Self-Limit Your Stress

We tend to believe stress is an inevitable part of modern living. And it probably is inevitable. However, we do not have to blindly accept the consequences of being the victims of stress.

We can, instead, take more responsibility for self-limiting the stressors that affect us personally by identifying, regulating, and responding in different ways than we usually do. To do this, we need to know our threshold for stress, our tipping points, and whether our stress is positive or negative.

“The use of the term ‘stress’ to conditions ranging from even the mildest challenging stimulation to severely aversive conditions, is in our view inappropriate.  We propose that the term ‘stress’ should be restricted to conditions where an environmental demand exceeds the natural regulatory capacity of an organism, in particular situations that include unpredictability and uncontrollability.” (2)

Stressful thinking will be a normal human reaction to unpredictable and uncontrollable demands that exceed our capacity.  It is okay to come to the realization that some things are out of our control.   

The question might be, how often does this really happen?  Are we giving away our power to the concept of stress being a challenge that we do not want to face?  Could we become more skilled at controlling our stress responses?  The payoffs of limiting our stress are huge.  Our mental and physical health will reap the benefits.

Self-limiting your stress may be a long-term process.

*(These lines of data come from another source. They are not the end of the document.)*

PR #1407, opened 2018-08-02
Model scoring functions

yunfangjuan:
# Description

Implementing a representation of scoring models to easily integrate katrina's scoring model. 

## Type of change

- [ X] New feature (non-breaking change which adds functionality)

# Test and Reproduce

1. 

Which pages?

- [ ] Login Screen
- [ ] Single Upload Page
- [ ] Batch Upload Page
- [ ] All Projects Page
- [ ] Sample Details Page
- [X ] Report Page

Specific components 

* 

# Testing Script:

###Login Page

###Single Upload

###Batch Upload

###All Project Page
* Switch between projects 
* Search for a sample

###Sample Details Page
* Can navigate to report page 

###Report Page
* Data loads succesfully 
* Category filter works
* Genus Search works
* Filters work as expected
* Disabling Filters works
* Filtering by column works 

# Checklist:

### DIFF
--- a/app/lib/report_helper.rb
+++ b/app/lib/report_helper.rb
@@ -22,7 +22,7 @@ module ReportHelper
   # the fake genus IDs start here:
   FAKE_GENUS_BASE = -1_900_000_000
 
-  DECIMALS = 1
+  DECIMALS = 7
 
   DEFAULT_SORT_PARAM = 'highest_nt_aggregatescore'.freeze
   DEFAULT_TAXON_SORT_PARAM = 'highest_nt_aggregatescore'.freeze
@@ -34,7 +34,7 @@ module ReportHelper
 
   SORT_DIRECTIONS = %w[highest lowest].freeze
   # We do not allow underscores in metric names, sorry!
-  METRICS = %w[r rpm zscore percentidentity alignmentlength neglogevalue percentconcordant aggregatescore maxzscore].freeze
+  METRICS = %w[r rpm zscore percentidentity alignmentlength neglogevalue percentconcordant aggregatescore maxzscore r_pct].freeze
   COUNT_TYPES = %w[NT NR].freeze
   # Note: no underscore in sortable column names. Add to here to protect from data cleaning.
   PROPERTIES_OF_TAXID = %w[tax_id name common_name tax_level species_taxid genus_taxid family_taxid superkingdom_taxid category_name is_phage].freeze
@@ -203,7 +203,7 @@ module ReportHelper
   def fetch_taxon_counts(pipeline_run_id, background_id)
     pipeline_run = PipelineRun.find(pipeline_run_id)
     adjusted_total_reads = (pipeline_run.total_reads - pipeline_run.total_ercc_reads.to_i) * pipeline_run.subsample_fraction
-    raw_non_host_reads = pipeline_run.adjusted_remaining_reads * pipeline_run.subsample_fraction
+    raw_non_host_reads = pipeline_run.adjusted_remaining_reads.to_f * pipeline_run.subsample_fraction
 
     # NOTE:  If you add more columns to be fetched here, you really should add them to PROPERTIES_OF_TAXID above
     # otherwise they will not survive cleaning.
--- a/app/lib/report_helper.rb
+++ b/app/lib/report_helper.rb
@@ -852,7 +852,7 @@ module ReportHelper
       next unless species_info['tax_level'] == TaxonCount::TAX_LEVEL_SPECIES
       genus_id = species_info['genus_taxid']
       genus_info = tax_2d[genus_id]
-      taxon_info = TaxonScoringModel.flatten_taxon("genus" => genus_info, "species" => species_info)
+      taxon_info = { "genus" => genus_info, "species" => species_info }
       species_score = tsm.score(taxon_info)
       species_info['NT']['aggregatescore'] = species_score.to_f
       species_info['NR']['aggregatescore'] = species_score.to_f
--- a/app/lib/report_helper.rb
+++ b/app/lib/report_helper.rb
@@ -834,6 +834,7 @@ module ReportHelper
       species_score = species_info['NT']['aggregatescore']
       genus_score = genus_info['NT']['aggregatescore']
       unless genus_score && genus_score > species_score
+        # genus aggregate score is the max of the specifies scores
         genus_info['NT']['aggregatescore'] = species_score.to_f
         genus_info['NR']['aggregatescore'] = species_score.to_f
       end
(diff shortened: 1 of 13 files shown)


app/models/taxon_scoring_model.rb
```diff
@@ -0,0 +1,96 @@
...
+#          "op": "abs",
+#          "on": { "op": "attr", "on": "genus.NR.zscore" }
+#        },
+#        { "op": "attr", "on": "species.NR.zscore" },
+#        { "op": "attr", "on": "species.NR.rpm" }
+#      ]
+#    }
+#  ]
+# }
+class TaxonScoringModel < ApplicationRecord
```
tfrcarvalho: Is this tree model generic enough? I see this as an unnecessary complexity. 

Why not just have a ruby library of scoring functions and store the name of the scoring function?
Seems simpler to me and provide way more flexibility.

yunfangjuan: yes. it's very generic. it's a general representation of any arithmatic formula

yunfangjuan: i would imagine people can plug in their function down the road and we can just store their formula in the database. also, katrina's model probably will change all the time, i don't want to change the code every time she (or anyone) updates the model.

Appreciate your successes and try to focus less on disappointments. The ultimate goal is to gain more control over something that has controlled you, maybe for years.


References

1-Anonymous Poster (2009).  Mechanical Engineering Conference.

2-Koolhaas, J.M. et al. (2011).  Stress revisited: A critical evaluation of the stress concept.  Neuroscience & Biobehavioral Reviews, Vol. 35, April 2011, Pages 1291-1301.